Stored items from a collection
^^^^^^^^^^^^^^^^

PR #4682, opened 2018-04-22
fix : "last_name" in create attendee api is now required

mayank8318:
Fixes #4676 

#### Checklist

- [x] I have read the [Contribution & Best practices Guide](https://blog.fossasia.org/open-source-developer-guide-and-best-practices-at-fossasia) and my PR follows them.
- [x] My branch is up-to-date with the Upstream `development` branch.
- [x] The unit tests pass locally with my changes 
- [ ] I have added tests that prove my fix is effective or that my feature works
- [ ] I have added necessary documentation (if appropriate)

- [x] All the functions created/modified in this PR contain relevant docstrings.

#### Short description of what this resolves:
"last_name" field in create attendee api is a required field now, as stated in the docs.

#### Changes proposed in this pull request:

- Make "last_name" a required field since the docs state it as required.

PR #4691, opened 2018-05-02
fix: Migrate existing DB data to ensure a non-nullable last_name field for attendees

### LINKED ISSUE #4688: Migrate existing DB data to ensure a non-nullable last_name field for attendees
Follow up to #4682

> @shubham-padia: This might create problems when migrating the existing database as there maybe attendees without any last name. We need a migration to handle that. I'm not sure right now how we should go about that. Till we figure it out, we can make the field required in the API schema and let the db schema be as it was before. A follow-up issue can be made to handle change in the db schema.

mayank8318:
Fixes #4688 

#### Checklist

Last name field was made required in the API as per PR #4682. To make it a non null field in the database, custom migration had to be implemented to handle existing data with null last_name.

-Before altering the column and making it non-null, update all existing "null" last names to a space character " ".


mayank8318:
@niranjan94 @poush Please review :)

PR #214, opened 2021-01-20
Add FAQ outlining the versions of the high-order components deployed …

jdonenine:
…in our system.

This should represent the current set of versions included - We'll need to update this prior to 1.0.0 when we bring in new versions of some items, like the management-api.

image


johnsmartco (approved):
Jeff, these edits look good to me. If the version numbers are valid for K8ssandra today, go ahead and merge. But if these edits look ahead to 1.0 (late Feb), wait. (?) Thanks.

jdonenine:
Thanks for the review @johnsmartco the versions are current, so I've gone ahead and merged.  They'll get updated as we add newer versions moving towards 1.0.0.

Issue #83, opened 2020-11-24
Add multi-DC support


jdonenine:
**Is your feature request related to a problem? Please describe.**
As a user, I want to be able to create a multi-DC cluster with the k8ssandra-cluster chart. 

**Describe the solution you'd like**
This would likely come in the form of a helm upgrade. As a user, I may create a cluster with one DC. Later I decided that I want to add a second DC.

**Additional context**
Legacy reference: [Jira](https://k8ssandra.atlassian.net/browse/K8C-71)

┆Issue is synchronized with this [Jira Task](https://k8ssandra.atlassian.net/browse/K8SSAND-138) by [Unito](https://www.unito.io)

jsanda:
related to #109

jdonenine:
Closing as an old dup of newer ticket https://github.com/k8ssandra/k8ssandra/issues/524

Issue #54, opened 2020-11-19
Make racks configurable


jsanda:
**Is your feature request related to a problem? Please describe.**
Users should be able to configure the racks of a `CassandraDatacenter`. Here is an example manifest:

```yaml
apiVersion: cassandra.datastax.com/v1beta1
kind: CassandraDatacenter
metadata:
  name: k8ssandra-test
spec:
  clusterName: cluster1
  serverType: cassandra
  serverVersion: "3.11.7"
  managementApiAuth:
    insecure: {}
  size: 3
  storageConfig:
    cassandraDataVolumeClaimSpec:
      storageClassName: server-storage
      accessModes:
        - ReadWriteOnce
      resources:
        requests:
          storage: 5Gi
  racks:
    - name: rack1
      zone: us-central1-a
    - name: rack2
      zone: us-central1-b
    - name: rack3
      zone: us-central1-c
```

**Describe the solution you'd like**
The `racks` property of `CassandraDatacenter` should support templated values in the [cassdc.yaml](https://github.com/k8ssandra/k8ssandra/blob/main/charts/k8ssandra-cluster/templates/cassdc.yaml) template.

demoontz:
also storage: should be templated iguess

jsanda:
Hi @demoontz 

Yes storage should be templated as well. I would prefer to address that in a separate ticket though. I just have not gotten around to writing it up. 

Would you be interested in working on this?

jsanda:
related to #109

jsanda:
Note that the `zone` property has been deprecated in favor of `nodeAffinityLabels`.

jsanda:
Racks need to be set at the DC level. We are targeting multi-DC support post-1.0 (see #83). For this ticket we can assume a single DC.

PR #221, opened 2021-01-21
Refactoring to introduce cluster level configs

jsanda:
This PR moves configs out from under the `k8ssandra` property and puts them under `cassandra`. 

The `datacenterName` and `size` properties have been removed. There is a now a `datacenters` array. Each element should have `name` and `size` properties.

Note that this PR does not intend to introduce multi-DC support. We will address that in https://github.com/k8ssandra/k8ssandra/issues/83. In fact, in this PR you will see that I hard code access to `datacenters[0]`, so even if a user defines additional DCs, they are ignored. 

We want this refactoring in place though before we tackle https://github.com/k8ssandra/k8ssandra/issues/54 which we want to do for 1.0.


jeffbanks (approved):
LGTM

^^^^^^^^^^^^^^^^

Within the records, how many lines carry the word "github"? Reply with the figure alone.

4